In the first, the Press's Executive Editor, Mike Rossner, discusses the practice of bundling large numbers of journals by the mega scientific publishers, and the effects on university libraries. Unsurprisingly, the current economic climate is affecting not just newspapers (do you hear that Boston Globe? That...is the sound of inevitability), but will have big impacts on science publishing. And that doesn't even take into account moves towards Open Access. Check it out here.
Here's one very interesting tidbit from the editorial:
"The Rockefeller University library subscribes to bundles of online journals from several megapublishers. For one of the bundles, the top 10% of journals garner over 85% of the hits to the bundle from users at the University. Over 40% of the journals in the bundle had no hits at all from the University in 2008!"In the second editorial, from the May issue of JGP, Editor Edward Pugh takes on one of my personal hobby horses: Supplementary Data. Now in principle there's nothing wrong with Supplementary data; it's just currently there seem to be few standards about how they should be dealt with, both in review and archiving.

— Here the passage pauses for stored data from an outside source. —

PR #460, opened 2021-03-15
fix: dialog failed to collapse sometimes

le-jeu:
sometimes, `sizeFix` is called before data('collapsed',!collapsed), reseting the dialog size after the collapse

Condition likely to reproduce:
 - open a dialog with a huge content list (that doesn't fit the window) (ie portals list in a dense aera)
 - click on the collapse button

Observation;
 - only the button pane is reduced

### DIFF
--- a/core/code/dialog.js
+++ b/core/code/dialog.js
@@ -153,12 +153,21 @@ window.dialog = function(options) {
 
           // Find the button pane and content dialog in this ui-dialog, and add or remove the 'hidden' class.
           var dialog   = $(this).closest('.ui-dialog');
-          var selector = dialog.find('.ui-dialog-content,.ui-dialog-buttonpane');
+          var content = dialog.find('.ui-dialog-content');
+          var buttonpane = dialog.find('.ui-dialog-buttonpane');
           var button   = dialog.find('.ui-dialog-titlebar-button-collapse');
 
           // Slide toggle
           $(this).css('height', '');
-          $(selector).slideToggle({duration: window.DIALOG_SLIDE_DURATION, complete: sizeFix});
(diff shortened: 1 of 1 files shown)


johnd0e:
> Condition likely to reproduce:

Hm. Still unable to reproduce

le-jeu:
https://user-images.githubusercontent.com/64744459/111290947-f3bcc700-8646-11eb-9de5-9292590944b3.mp4

johnd0e:
Ok, I've got it:

> * a huge content list (that doesn't fit the window)

The list should be really huge to trigger the issue. Like >500 or so.

You fix is working for me, but it also introduces unpleasant jitter on expand: 1. I see the expanded window appears, and some space left on top of screen 2. window moves to very top, and button bar becomes visible too.

le-jeu:
> You fix is working for me, but it also introduces unpleasant jitter on expand: 1. I see the expanded window appears, and some space left on top of screen 2. window moves to very top, and button bar becomes visible too.

I can reproduce this issue without my fix.

johnd0e:
> I can reproduce this issue without my fix.

Ok, than it is separate issue.
But may be you could look into that too?

le-jeu:
my hypothesis: 
since `sizeFix` is called twice (one for the content and one for the buttonpane), the delay between both induces a call to `sizeFix` before the completion of the whole slide.
when the dialog has never be moved (from my observation), `sizeFix` re-center the dialog, being slightly lower.
The second call to `sizeFix` re-center again the dialog, provoking the jitter

johnd0e (approved):

modos189 (approved):

PR #462, opened 2021-03-16
hooks: fix case when hook is removing in event handler

johnd0e:
- set removed hook listener to noop so that's not called if remove happens in `runHooks`
- make copy of listeners array to keep `runHook` loop in sync

Close #387 (solves the same issue but in more reliable way).

### DIFF
--- a/core/code/hooks.js
+++ b/core/code/hooks.js
@@ -61,19 +61,19 @@
 // geoSearch:
 // search:
 
-window._hooks = {}
+window._hooks = {};
 window.VALID_HOOKS = []; // stub for compatibility
 
 var isRunning = 0;
 window.runHooks = function(event, data) {
-  if(!_hooks[event]) return true;
+  if (!_hooks[event]) { return true; }
   var interrupted = false;
   isRunning++;
-  $.each(_hooks[event], function(ind, callback) {
+  $.each(_hooks[event], function (ind, callback) {
     try {
       if (callback(data) === false) {
         interrupted = true;
-        return false;  //break from $.each
+        return false; // break from $.each
       }
     } catch (e) {
       log.error('error running hook '+event+', error: '+e);
@@ -81,7 +81,7 @@ window.runHooks = function(event, data) {
   });
   isRunning--;
   return !interrupted;
-}
+};
 
 window.pluginCreateHook = function() {}; // stub for compatibility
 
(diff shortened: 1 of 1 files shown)


core/code/hooks.js
```diff
@@ -64,9 +64,11 @@
 window._hooks = {}
 window.VALID_HOOKS = []; // stub for compatibility
 
+var isRunning = 0;
```
McBen, line 67: If we assume that `removeHook` calls are rare, we can skip this extra `isRunning` check.

This would save a little bit performance at the cost of a 'splice' in every `removeHook`

core/code/hooks.js
```diff
@@ -99,11 +102,16 @@ window.removeHook = function(event, callback) {
...
-    var index = _hooks[event].indexOf(callback);
+  var listeners = _hooks[event];
+  if (listeners) {
+    var index = listeners.indexOf(callback);
     if(index == -1)
       log.warn('Callback wasn\'t registered for this event.');
     else
-      _hooks[event].splice(index, 1);
+      if (isRunning) {
+        listeners[index] = L.Util.falseFn;
```
McBen: `L.Util.falseFn` always return false -> false here means 'interrupt hook'

```suggestion
        listeners[index] = function() {};
```

core/code/hooks.js
```diff
@@ -99,11 +102,16 @@ window.removeHook = function(event, callback) {
...
+        _hooks[event] = listeners = listeners.slice();
```
McBen, line 114: chain assignment - some may like them, some may not.

same code, same performance:
```suggestion
        listeners = listeners.slice();
        _hooks[event] = listeners;
```

core/code/hooks.js
johnd0e: > This would save a little bit performance

Extremely little bit.
I'd rather accept it with another reason: for the sake of simplicity.

But here we have pretty same code as Leaflet, so I prefer to keep it closer to 'upstream'.

core/code/hooks.js
johnd0e: > chain assignment - some may like them, some may not.

I have no own opinion about this (but do not use it myself).
But here is just copy of Leaflet code, and I do not see strong reason to alter it.

core/code/hooks.js
johnd0e: Thank you for this correction!

Solution with `L.Util.falseFn;` had one advantage: it is one function used in multiple cases, in order to decrease garbage collection.

So I will change it to [`listeners[index] = $.noop;`](https://api.jquery.com/jquery.noop/)

modos189 (approved):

Pugh clearly sets out at least JGP's position on them:
"Several pressures now call for a review of policy on Supplemental Material. One pressure comes from the growing use of such material by other journals as an omnibus substitute for publishing scientific material. Increasingly, methods, theory, and even primary results are offloaded to supplements. As a community, we need to question such practices, asking whether they are dictated by the goals of science or by financial expediency, and inquire as to the short- and long-term consequences of such practices for science."So go check that out too. Oh, and while you're there, check out a modest little paper by Blair, Kaczmarek and Clapham. All 14 figures of it that is!